Items from a dataset:
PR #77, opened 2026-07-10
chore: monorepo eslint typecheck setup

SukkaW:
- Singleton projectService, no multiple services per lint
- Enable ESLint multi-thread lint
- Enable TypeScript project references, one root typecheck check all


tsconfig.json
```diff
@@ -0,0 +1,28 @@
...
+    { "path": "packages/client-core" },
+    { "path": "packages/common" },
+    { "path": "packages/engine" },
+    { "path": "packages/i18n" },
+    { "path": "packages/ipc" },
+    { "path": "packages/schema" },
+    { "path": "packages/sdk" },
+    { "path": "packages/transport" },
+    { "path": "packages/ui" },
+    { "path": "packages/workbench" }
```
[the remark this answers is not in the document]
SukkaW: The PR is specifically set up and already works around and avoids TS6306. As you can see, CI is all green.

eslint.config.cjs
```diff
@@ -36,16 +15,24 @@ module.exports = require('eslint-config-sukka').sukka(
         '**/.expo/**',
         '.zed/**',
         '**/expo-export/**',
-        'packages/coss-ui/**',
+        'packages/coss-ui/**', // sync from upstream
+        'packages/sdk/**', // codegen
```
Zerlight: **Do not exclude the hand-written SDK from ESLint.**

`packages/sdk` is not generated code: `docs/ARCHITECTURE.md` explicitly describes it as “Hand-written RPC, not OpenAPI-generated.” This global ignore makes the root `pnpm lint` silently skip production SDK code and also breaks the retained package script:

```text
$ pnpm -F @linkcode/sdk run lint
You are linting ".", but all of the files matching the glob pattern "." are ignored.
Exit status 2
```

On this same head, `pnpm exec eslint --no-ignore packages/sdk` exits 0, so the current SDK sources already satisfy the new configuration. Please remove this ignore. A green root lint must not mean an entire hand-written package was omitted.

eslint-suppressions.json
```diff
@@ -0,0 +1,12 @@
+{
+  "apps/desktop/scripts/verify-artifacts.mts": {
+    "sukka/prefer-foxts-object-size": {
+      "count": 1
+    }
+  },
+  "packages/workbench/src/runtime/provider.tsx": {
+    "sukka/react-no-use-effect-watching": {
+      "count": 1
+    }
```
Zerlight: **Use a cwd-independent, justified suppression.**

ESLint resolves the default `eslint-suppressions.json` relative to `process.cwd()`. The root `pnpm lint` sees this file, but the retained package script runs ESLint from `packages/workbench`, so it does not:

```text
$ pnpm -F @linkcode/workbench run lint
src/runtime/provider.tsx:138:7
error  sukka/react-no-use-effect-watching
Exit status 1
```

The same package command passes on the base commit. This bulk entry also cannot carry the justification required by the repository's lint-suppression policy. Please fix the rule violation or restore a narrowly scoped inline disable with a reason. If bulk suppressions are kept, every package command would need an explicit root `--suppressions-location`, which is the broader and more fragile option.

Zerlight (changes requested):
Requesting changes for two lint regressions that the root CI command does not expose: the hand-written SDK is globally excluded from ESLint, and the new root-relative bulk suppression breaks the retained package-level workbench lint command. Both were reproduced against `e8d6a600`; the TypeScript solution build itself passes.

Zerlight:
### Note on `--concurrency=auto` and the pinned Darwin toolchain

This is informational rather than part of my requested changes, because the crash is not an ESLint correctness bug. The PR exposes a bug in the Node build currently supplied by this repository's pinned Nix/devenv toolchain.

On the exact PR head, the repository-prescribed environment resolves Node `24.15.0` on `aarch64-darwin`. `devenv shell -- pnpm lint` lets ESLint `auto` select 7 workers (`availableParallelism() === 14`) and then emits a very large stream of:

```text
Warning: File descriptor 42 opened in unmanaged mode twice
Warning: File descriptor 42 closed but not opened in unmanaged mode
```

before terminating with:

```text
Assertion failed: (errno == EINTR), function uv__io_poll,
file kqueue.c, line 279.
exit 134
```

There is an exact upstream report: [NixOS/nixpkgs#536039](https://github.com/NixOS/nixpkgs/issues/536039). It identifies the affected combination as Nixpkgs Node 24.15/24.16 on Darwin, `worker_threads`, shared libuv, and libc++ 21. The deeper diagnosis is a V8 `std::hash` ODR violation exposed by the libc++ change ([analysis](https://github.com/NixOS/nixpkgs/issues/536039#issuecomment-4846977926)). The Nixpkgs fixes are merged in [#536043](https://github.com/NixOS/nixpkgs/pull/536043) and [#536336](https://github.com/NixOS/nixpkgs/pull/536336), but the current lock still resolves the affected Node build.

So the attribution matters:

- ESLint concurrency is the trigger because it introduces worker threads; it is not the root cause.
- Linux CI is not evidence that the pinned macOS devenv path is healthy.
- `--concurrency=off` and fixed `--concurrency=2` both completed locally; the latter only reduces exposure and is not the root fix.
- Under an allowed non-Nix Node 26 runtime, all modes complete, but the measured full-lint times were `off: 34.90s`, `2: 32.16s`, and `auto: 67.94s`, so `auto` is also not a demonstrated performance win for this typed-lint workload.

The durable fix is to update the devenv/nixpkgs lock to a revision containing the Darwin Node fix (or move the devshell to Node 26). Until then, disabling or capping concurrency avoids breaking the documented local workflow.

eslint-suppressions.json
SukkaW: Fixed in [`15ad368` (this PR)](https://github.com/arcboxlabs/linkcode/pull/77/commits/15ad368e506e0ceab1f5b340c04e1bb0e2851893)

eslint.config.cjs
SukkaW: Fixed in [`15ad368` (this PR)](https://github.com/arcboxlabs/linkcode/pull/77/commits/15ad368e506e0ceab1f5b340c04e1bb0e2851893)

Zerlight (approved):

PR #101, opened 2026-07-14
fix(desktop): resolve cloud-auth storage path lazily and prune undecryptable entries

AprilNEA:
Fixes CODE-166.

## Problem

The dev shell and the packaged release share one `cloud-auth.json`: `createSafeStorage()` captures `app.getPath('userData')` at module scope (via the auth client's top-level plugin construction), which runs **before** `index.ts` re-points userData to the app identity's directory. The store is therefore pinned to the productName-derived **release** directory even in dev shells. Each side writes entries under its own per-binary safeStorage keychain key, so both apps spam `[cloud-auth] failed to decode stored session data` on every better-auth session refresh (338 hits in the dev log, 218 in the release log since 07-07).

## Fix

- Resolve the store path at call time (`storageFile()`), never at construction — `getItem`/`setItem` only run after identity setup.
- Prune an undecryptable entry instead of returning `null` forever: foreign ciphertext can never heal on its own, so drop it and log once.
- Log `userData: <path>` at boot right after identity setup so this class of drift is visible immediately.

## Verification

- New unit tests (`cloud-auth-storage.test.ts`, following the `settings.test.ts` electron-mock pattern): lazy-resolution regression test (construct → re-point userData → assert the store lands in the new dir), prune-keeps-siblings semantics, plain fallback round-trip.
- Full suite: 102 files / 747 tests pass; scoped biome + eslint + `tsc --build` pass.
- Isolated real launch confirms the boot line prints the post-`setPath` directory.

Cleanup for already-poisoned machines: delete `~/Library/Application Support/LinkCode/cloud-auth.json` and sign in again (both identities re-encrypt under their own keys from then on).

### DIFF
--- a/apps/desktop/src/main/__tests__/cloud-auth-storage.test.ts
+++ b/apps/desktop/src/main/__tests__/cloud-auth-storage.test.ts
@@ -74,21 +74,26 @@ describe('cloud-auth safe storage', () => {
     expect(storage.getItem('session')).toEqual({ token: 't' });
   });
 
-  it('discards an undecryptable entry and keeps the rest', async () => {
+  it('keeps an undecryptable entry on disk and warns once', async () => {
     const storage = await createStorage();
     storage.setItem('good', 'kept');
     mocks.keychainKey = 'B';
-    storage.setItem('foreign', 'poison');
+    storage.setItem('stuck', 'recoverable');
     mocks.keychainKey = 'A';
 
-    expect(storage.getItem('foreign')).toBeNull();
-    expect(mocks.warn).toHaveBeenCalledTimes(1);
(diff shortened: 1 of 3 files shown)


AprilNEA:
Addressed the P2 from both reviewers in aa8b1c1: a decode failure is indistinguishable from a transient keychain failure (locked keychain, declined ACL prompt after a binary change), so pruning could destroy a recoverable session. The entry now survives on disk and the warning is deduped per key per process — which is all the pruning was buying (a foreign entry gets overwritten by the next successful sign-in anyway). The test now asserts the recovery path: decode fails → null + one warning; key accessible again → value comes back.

* Prompt
Answer with one number only: how many lines above contain the word "module".

* Problem solution
2